Transformation of waste-contaminated glass dust in sustainable fired clay bricks

The management of glass waste has been a major crisis due to its bulk production and fewer recycling approaches adopted in the present industry. This has challenged the researchers and authorities to explore further development of innovative recycling strategies that would enable the utilization of glass wastes at large scales following circular economic principles. The current research aims to develop a strategy for translating waste-contaminated glass dust (WGD) into manufacturing fired clay bricks, a completely new use of glass dust that is fundamentally different from glass wastes commonly explored in literature. A comprehensive set of physico-chemical tests such as compressive strength, water absorption, initial water absorption, thermal conductivity tests, X-ray fluorescence (XRF) analysis, SEM analysis, X-ray diffraction (XRD) analysis, 3D-CT scanning and salt resistance tests were conducted to evaluate the physical, mechanical, environmental, durability and morphological characteristics of the bricks. Additionally, in-depth heavy metal leaching investigations were undertaken on WGD bricks to assess the environmental impact.
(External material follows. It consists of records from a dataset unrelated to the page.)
PR #4292, opened 2021-11-17
doc: fix Javadoc search feature

h4iku:
Since Spoon is now using Java 11, the Javadoc has a search field. However, using it results in a "Page Not Found" like this:
https://spoon.gforge.inria.fr/mvnsites/spoon-core/apidocs/undefined/spoon/reflect/declaration/CtMethod.html
Removing the `undefined` part from this URL loads the correct page. The problem is a known bug in JDK and seems to be fixed in Java 12:
https://bugs.openjdk.java.net/browse/JDK-8215291

For Java 11, adding the `--no-module-directories` option to `maven-javadoc-plugin` fixes the issue.
see: https://stackoverflow.com/questions/52326318/maven-javadoc-search-redirects-to-undefined-url

### DIFF
--- a/spoon-pom/pom.xml
+++ b/spoon-pom/pom.xml
@@ -303,6 +303,7 @@
                     <detectJavaApiLink>false</detectJavaApiLink>
                     <!-- ref: https://github.com/INRIA/spoon/pull/4253 -->
                     <additionalJOption>-notimestamp</additionalJOption>
+                    <additionalJOption>--no-module-directories</additionalJOption>
                 </configuration>
                 <reportSets>
                     <reportSet>


SirYwell:
That option [was removed in Java 13 again](https://bugs.openjdk.java.net/browse/JDK-8215582), and the Extra checks are using Java 16 currently. Not sure about this, but it would probably be fine to generate the Javadocs for the website with a newer Java version instead?

h4iku:
Thank you, I didn't see that the option was removed. Some projects also use POM profiles to build Javadocs for Java 9-11.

The results demonstrated that novel brick produced from 15 % WGD (by weight) is highly energy efficient, demonstrating less firing temperature (by 5–10 % reduction compared to industrial brick firing temperature) requirement and improved thermal performance (>10 %) compared to standard clay bricks while satisfying the other compliance requirements based on national standards. This study provides a viable solution to the problem of waste accumulation, environmental issues, financial burden and raw material shortages by blending WGD into bricks.